I came upon this data through some well-meaning debate folks over at Net Benefits (check out the "mistreatment of Iraqi prisoners" thread if you're interested). However, the mark of good debaters and good debate coaches (and more importantly, the mark of good political analysts) is the ability not merely to throw pieces of evidence at an audience, but to analyze that evidence, even above and beyond the often shallow self-analysis submitted by the source of the evidence in the first place.

In this case, unfortunately, that analysis was lacking. Let me offer some of my own:

1. With few exceptions, the entire world already knew Saddam Hussein was a murderous dictator who killed hundreds of thousands of his own people. The "outrage" these well-meaning proponents of "balanced news" insist upon had already manifest itself for several years. There was nothing new about the news that mass graves had been unearthed; this news was merely the verification of something we knew all along.

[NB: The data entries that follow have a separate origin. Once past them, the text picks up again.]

PR #4223, opened 2021-11-05
chore(components): change the wait in the el-carousel tests to sleep

emojiiii:

### DIFF
--- a/packages/components/carousel/__tests__/carousel.spec.ts
+++ b/packages/components/carousel/__tests__/carousel.spec.ts
@@ -1,10 +1,8 @@
 import { nextTick } from 'vue'
 import { mount } from '@vue/test-utils'
+import { sleep } from '@element-plus/test-utils'
 import Carousel from '../src/main.vue'
 import CarouselItem from '../src/item.vue'
-
-const wait = (ms = 100) =>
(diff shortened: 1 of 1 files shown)


undefined-degisn:
看单测的错误，似乎与我此次提交无关，本地跑单测也通过了，很奇怪

msidolphin:
Consider using `jest.runAllTimers()` instead of sleep

undefined-degisn:
`carousel`组件因为存在一个`interval`的参数，并不是渲染的问题，所以使用`jest.runAllTimers()`似乎不太合适

JeremyWuuuuu:
> `carousel`组件因为存在一个`interval`的参数，并不是渲染的问题，所以使用`jest.runAllTimers()`似乎不太合适

The `sleep` API is not recommended to use because we cannot know the what was going on inside the component itself, normally I would suggest using `jest.fakeTimer` API for testing components like this, with `fakeTimer` rich APIs we developers can test components exactly the way it should be functioning. 

The interval is considered as constant when doing unit testing, via `fakeTimer` it enables us to test the functions without waiting for the timer to resolve, because we need to be assuming that the timer API provided by the browser (which our apps run in) is 100% correct. Timer is just nothing but a constant. 

Since the component should behave as we designed it to, there will be no trouble testing.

2. The political implications within the United States, of revelations of prisoner abuse in Abu Ghraib far outweighs the domestic (U.S.) political implications of Saddam's murderous past. No U.S. political or military leaders stood to lose their jobs based the (admittedly horrific, but, again, well-established) news that Saddam was an evil, murderous dictator. No U.S. soldiers will go on trial over the latter revelation. No U.S. leaders' credibility was on the line.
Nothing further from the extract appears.